A STEP FORWARD FOR RARE CHILDHOOD DISEASE
Fanconi anaemia (FA) is a rare incurable genetic condition which affects children from birth. By identifying the genetic causes of FA, diagnostic tests and eventually better treatments can be developed. With funding from Worldwide Cancer Research, Professor Kevin Hiom identified a gene involved in FA and discovered that mutations in this gene can cause the disease.
Children born with FA can have severe problems. They are more likely to develop cancers such as acute myelogenous leukaemia, and many will also develop bone marrow failure meaning they cannot fight infections. One of the only long term treatment options is a bone marrow transplant, this is most successful if donated from a healthy sibling.

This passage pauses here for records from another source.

PR #1317, opened 2026-05-28
fix: ignore inactive remote URL conflicts

### LINKED ISSUE #1193: Exclude deleted and deprecated servers while validating remote urls.
**Describe the bug**
During server publish action, remote url validation is failing.

**Expected behavior**
Remote url validation during publishing should skip delete and deprecated servers.

he-yufeng:
﻿Fixes #1193.

Remote URL uniqueness validation already excluded deleted servers at the query layer, but deprecated servers were still treated as conflicts. That blocks publishing a replacement server when the old server has intentionally been deprecated.

This change keeps the existing same-server exemption and skips inactive registry entries before reporting a remote URL conflict. The regression test creates a deprecated server that owns a remote URL, then verifies a different replacement server can reuse that URL.

## Validation

Passed:
- `gofmt -w internal\service\registry_service.go internal\service\registry_service_test.go`
- `go test ./internal/service -run '^$' -count=1`
- `git diff --check`

Blocked locally:
- `go test ./internal/service -run TestValidateNoDuplicateRemoteURLs -count=1`
- `go test ./internal/service -run 'TestUpdateServerStatus_ValidateRemoteURLsOnRestore|TestUpdateAllVersionsStatus_ValidateRemoteURLsOnRestore' -count=1`

Both targeted test commands require a local PostgreSQL test database. This Windows clean clone does not have Docker/PostgreSQL available, and the test helper failed before executing the test body with: `Failed to connect to PostgreSQL. Make sure PostgreSQL is running via: docker-compose up -d postgres`.

### DIFF
--- a/internal/service/registry_service.go
+++ b/internal/service/registry_service.go
@@ -312,6 +312,9 @@ func (s *registryServiceImpl) validateNoDuplicateRemoteURLs(ctx context.Context,
 
 		// Check if any conflicting server has a different name
 		for _, conflictingServer := range conflictingServers {
+			if conflictingServer.Meta.Official != nil && conflictingServer.Meta.Official.Status != model.StatusActive {
+				continue
+			}
 			if conflictingServer.Server.Name != serverDetail.Name {
 				return fmt.Errorf("remote URL %s is already used by server %s", remote.URL, conflictingServer.Server.Name)
 			}
--- a/internal/service/registry_service_test.go
+++ b/internal/service/registry_service_test.go
@@ -51,6 +51,19 @@ func TestValidateNoDuplicateRemoteURLs(t *testing.T) {
 		_, err := service.CreateServer(ctx, server)
 		require.NoError(t, err, "failed to create server: %v", err)
 	}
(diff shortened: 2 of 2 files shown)


he-yufeng:
Friendly nudge on this one. Publishing is still blocked when a deprecated server shares a remote URL, even though deleted servers are already excluded from the uniqueness check at the query layer. This aligns the deprecated case with that behavior so re-publishing a renamed server works again.

Would appreciate a look when someone has a moment.

pree-dew:
@he-yufeng Deprecated servers are excluded by design. Idea is if any server which is in use by consumer via active or deprecated status should have unique remote url. A deprecated server might still be in use. So, a renamed server should have a different remote url. 

Happy to understand it better from your side.

he-yufeng:
Still mergeable. An inactive remote whose URL collides with the active one currently blocks publishing; this ignores conflicts from inactive remotes. Happy to adjust if the intended behavior is stricter.

he-yufeng:
pree-dew explained deprecated servers are excluded by design, so this direction is not wanted. Closing.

When children have FA, their cells are not very good at repairing damaged DNA. This is because the child has inherited genetic changes which mean they produce faulty proteins involved in the DNA-repair process. Back in the early 2000s, scientists already knew some of the genes involved in FA. But they were still not sure of all the genetic changes which can cause the disease. In 2004, Worldwide Cancer Research awarded a grant to Professor Kevin Hiom at the University of Dundee to investigate proteins and genes involved in FA. Through this work he was able to identify a gene called BRIP1. Further experiments showed that BRIP1 was involved in the cell DNA-repair processes affected by FA. He was then able to uncover specific mutations of BRIP1 which can cause FA.
This was a very important finding, and Professor Hiom’s work proved a significant step forward in the understanding and diagnosis of FA. Doctors can now test for BRIP1 mutations when screening for this disorder. This project not only identified a critical gene in the diagnosis of a rare genetic disease, but by increasing understanding of the pathways involved in FA, it could also prove essential in the development of future therapies.